The doctor himself will show up next week to check on me then his nurses will do the follow up care. I haven’t had in home care since 2003 and although my insurance will allow this indefinitely, I don’t want nurses invading my home for too long. However, while my insurance is in a giving mood I may see if I can get myself a French maid.

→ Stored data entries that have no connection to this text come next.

Issue #801, opened 2021-05-02
Load RSS feed dynamically


timoludwig:
### Motivation

When the blog is unreachable or takes very long to respond, the region dashboard cannot be opened.

### Proposed Solution

Load the RSS feed dynamically via ajax without interfering with the region dashboard view.
This mechanism can also be used to load more items dynamically if the user wants to read more without leaving the dasboard.

### Alternatives

- [x] At least add a timeout and error handling to the [RSS feed request](https://github.com/Integreat/integreat-cms/blob/0980373b98e4f616614e6e8f90e04b4c98218bd6/src/cms/views/dashboard/dashboard_view.py#L46) in the dashboard view. - **already implemented**

PR #881, opened 2021-07-03
Minimal solution for RSS timeout exception

membralala:
### Short description
Implements a minimal solution to deal with the timeout-exception in the dashboard RSS feed. Does not yet implement the proposed dynamic solution via ajax. 

### Proposed changes
- added Timeout exception 
- added debug information
- adjusted template

### Resolved issues
#801 

### Additional Information
Handled the exception via the requests module as purposed by the author of the feedparser package: https://github.com/kurtmckee/feedparser/pull/80
For testing purposes, set the timeout-argument to a very small value and load the region dashboard.


src/cms/views/dashboard/dashboard_view.py
```diff
@@ -67,18 +68,33 @@ def get(self, request, *args, **kwargs):
...
-        feed["entries"] = feed["entries"][:3]
-        # decode html entities like dash and split after line break
-        for entry in feed["entries"]:
-            entry["summary"] = html.unescape(entry["summary"]).split("\n")[0]
+        has_timed_out = False
+        feed = []
+        rss_feed_url = RSS_FEED_URLS[language_slug]
+
+        try:
+            requests.get(rss_feed_url, timeout=5.0)
```
timoludwig, line 76: This will do one additional request just to check whether the feed is available... This will make the process slower each time the feed is actually available (which is 99.9% of the time), so I don't think it's a good idea. It would be better to actually use the response of the first request to directly parse the RSS feed:
```suggestion
            response = requests.get(rss_feed_url, timeout=5)
            feed = feedparser.parse(response.text)
```

src/cms/views/dashboard/dashboard_view.py
```diff
@@ -67,18 +68,33 @@ def get(self, request, *args, **kwargs):
...
+            )
+            has_timed_out = True
+
+        if not has_timed_out:
+            feed = feedparser.parse(rss_feed_url)
+            # select five most recent feeds
+            feed["entries"] = feed["entries"][:5]
+            # decode html entities like dash and split after line break
+            for entry in feed["entries"]:
+                entry["summary"] = html.unescape(entry["summary"]).split("\n")[0]
```
timoludwig, line 89: Normally, in a try-catch block, you just continue the execution in the try-block as long as you want to rely on the "tried" command:
```suggestion
            # select five most recent feeds
            feed["entries"] = feed["entries"][:5]
            # decode html entities like dash and split after line break
            for entry in feed["entries"]:
                entry["summary"] = html.unescape(entry["summary"]).split("\n")[0]
        except requests.ReadTimeout:
            logger.debug(
                "Rss-feed timed out. Continue loading site without news column."
            )
            has_timed_out = True
```

timoludwig (commented):
Thanks! :+1:
In general, this works. I just have a small idea for improvement.
After this is merged, the priority of issue #801 will be lower, since dynamic loading via AJAX would still be nice, but is not explicitly required for our release.

src/cms/views/dashboard/dashboard_view.py
membralala: Thanks for this hint!

timoludwig (approved):
Thanks! :+1:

Right now I’m having psychotherapy over the phone. I’ll have a total of three phone sessions then I’ll finally be back on my feet as normal to go in and see him. Dr. D wants to know about the feelings surrounding this incident. I’m not doing that well with it. He said my voice sounds good but that he knows me well enough to understand that I ‘always’ sound that way. It’s not intentional and I don’t mean to deceive. On a scale of 1 to 10 I’m about a 7.5 for anger, anxiety and depression over this situation. When talking to me I’ll sound as if I’m 100% fine. I don’t mean to, I just seem to always talk as if everything is okay even when its not.
I’m a piddler and fiddler so while off my feet I sew to keep my hands busy. Right now I’ve got 5 dolls I’m working on. They have a very different feel to them. I hope people like them ’cause they’re a bit different from the other dolls I’ve made. Despite the different style I hope people can still see the ‘Sundrip’ in them.
That’s all for now.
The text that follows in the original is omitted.